About this Event
The Luminous Mind: LASER Panel for Shimmer: Vibrant Art/Science of New Mexico
Saturday May 2, 2026, 3-5pm in conjunction with an exhibition at the Peterson Gallery of St. John’s College Santa Fe
Panel Presenters: Moderated by Tom Greenbaum with Heather Murphree, Paul Biaggi, Susan Latham and Bobbe Besold
Created to inform, inspire and engage, Bobbe Besold's art is rooted in science (mostly biology), politics (social and ecological issues), the beauty of life on Earth and is designed to move people, to encourage awareness and to create positive change. “Part of her subtext is the belief that everyone can make a difference regarding the problems of this world.” Diane Armitage for The New Mexican
Artist Heather Murphree created abstract paintings as visual poems, resulting from a dialogue between the natural world, herself, and the colors, values, and shapes that emerge, seemingly spontaneously, from her intuition. As quantum physics shows that reality prefers fields over objects, and relationships matter more than straight lines, Heather's work blurs boundaries, dissolves certainty and shows that observation matters. Heather has a MFA in sculpture, and lives in Santa Fe with her husband, two dogs, and a garden.
Artist and physicist Paul Biagi's lifelong work has been a journey into the mystery of existence, of life, of consciousness and of what follows. The search will never bring the final answers, the visual metaphors barely touch the infinite.
Susan Latham has been a student of Science and Art since she was a teenager in the 1950's. She is inspired by the geometry of nature-- finding inspiration in everything from lilac buds to sine waves and exploring these forms in a variety of media -- metal, fiber, and photography.

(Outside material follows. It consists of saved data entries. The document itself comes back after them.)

PR #4044, opened 2026-06-02
Improve swap quote display responsiveness

### LINKED ISSUE #4037: Swap quote UX: instant indicative rate, no-flicker refresh, instant on percentage/paste
Three display-layer enhancements to make the swap quote feel instant. None change the signed transaction — the firm `findSwapQuote` result still gates the form. (`vultisig` brand parity with the latency fix in #4036.)

## 1. Instant indicative rate (never blank the "to" field)

`ToAmount` renders a skeleton (pending) / "0" (inactive) until the firm quote resolves:
- `core/ui/vault/swap/form/amount/ToAmount.tsx:33-44`

The price data behind `SwapFiatAmount.tsx` is already available. Compute an indicative out-amount instantly from cached prices and render it while the quote query loads, replace on success. Display-only.

## 2. No-flicker refresh (keepPreviousData)

The quote query has no `placeholderData`, so the To-amount drops to a skeleton on every refetch (incl. the 60s auto-refresh):
- `core/ui/vault/swap/queries/useSwapQuoteQuery.ts` (no `placeholderData`)

Add `placeholderData: keepPreviousData` so the prior quote stays visible during refetch; show the skeleton only on the first fetch for a pair.

## 3. Instant on percentage / paste

`setValue` is synchronous today (`core/ui/vault/swap/form/amount/ManageFromAmount.tsx:49-67`). When the input debounce is added (#4036), make discrete actions (percentage selector, paste, Max) bypass it and fire immediately — only free typing should debounce.

rcoderdev:
Closes #4037

screenshot-1

## Summary by CodeRabbit

* **New Features**
  * Show an indicative swap-to amount while waiting for a firm quote.

* **Improvements**
  * Debounced "from" amount input for smoother typing.
  * Paste and quick-suggestion now commit immediately for faster entry.
  * Keep prior quote visible while a new quote is resolving.
  * Block form submission and validation until a non-placeholder (firm) quote is available.

* **Tests**
  * End-to-end test verifying quote responsiveness when a firm quote resolves.


core/ui/vault/swap/queries/useSwapQuoteQuery.ts
```diff
@@ -52,6 +53,7 @@ export const useSwapQuoteQuery = () => {
       return {
         queryKey: [swapQuoteQueryKeyPrefix, input],
         queryFn: async () => findSwapQuote(input),
+        placeholderData: keepPreviousData,
```
Ehsan-saradar, line 107: Hey, I think this line can cause a small problem. This query is also used to send the swap, not just to show the number.

When you change the amount, the old quote stays on screen for a moment. In that moment the Continue button is still on, so you can send the old quote by mistake — the screen shows the new amount but you sign the old one.

To see it: type an amount, wait for the quote, change the amount, then press Continue fast.

Maybe we treat that "old quote" moment as still loading, so Continue waits? The screen can still feel fast. What do you think? 🙂

core/ui/vault/swap/queries/useIndicativeSwapOutputAmountQuery.ts
```diff
@@ -0,0 +1,86 @@
...
+    [fromPriceQuery, toPriceQuery]
+  )
+
+  const pricesQuery = useCombineQueries({
+    queries: queriesRecord,
+    joinData: data => data,
+    eager: false,
+  })
+
+  return useMemo((): Query<number> => {
```
Ehsan-saradar: Tiny thing: we don't really need useMemo here. The React Compiler does it for us, and useCombineQueries already does it inside. Plain code should be fine. 🙂

johnnyluo (approved):
LGTM

Ehsan-saradar:
Reviewed post-merge — looks solid, the stale-quote suppression on pair switches is a nice win.

One thing worth a follow-up: the typed from-amount is now debounced twice (once in `ManageFromAmount`, once in `useSwapQuoteQuery`), so a typed quote fires ~600ms after the last keystroke instead of ~300ms. Filed #4079 to collapse it to a single debounce. Not blocking.

Ehsan-saradar:
Nice work — the `isPlaceholderData` gating is clean and the submission/auto-submit guards hold up.

One follow-up worth considering: typing now goes through two stacked 300ms debounces (the input-commit in `ManageFromAmount` plus the existing `quoteAmountDebounceMs` in `useSwapQuoteQuery`), so the firm quote fires ~600ms after the last keystroke. Side effect: while you're actively typing, the "To" field keeps showing the previous firm quote (stale) rather than the indicative — the indicative only kicks in on paste/suggestion or after you pause. Might be worth dropping the input-level debounce and relying on the quote-query debounce alone, so the indicative is genuinely instant for typing too.

PR #4047, opened 2026-06-02
Improve swap quote loading and debounce

### LINKED ISSUE #4036: Swap: show loading + debounce input, and take discount-tier RPCs off the quote critical path
Two changes to cut the latency before a swap quote starts. (`vultisig` brand only — Station already forces the tier to `null` and is unaffected.)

Tom Greenbaum explores the meeting of art and science through the language of repair. As artificial intelligence increasingly engages society, relationships between humans and machines fracture through misalignment, distortion, or the psychological strain caused when AI mirrors us too eagerly. Tom's work treats these breaks as opportunities for reflection, inviting viewers to consider that our digital systems, like ourselves, can break, adapt, and be repaired with intention, humility, and imagination.
Project Venue and Setting
At St. John’s College, science and art are complementary ways of knowing, and all students engage with the great works of mathematics, natural science, philosophy, poetry, music, and literature through close reading and sustained conversation. With a curriculum that moves from Euclid, Darwin and Einstein to the study and illustration of plants and the movement of celestial beings, St. John’s fosters an education rooted in inquiry, imagination, and the enduring dialogue between scientific discovery and artistic expression.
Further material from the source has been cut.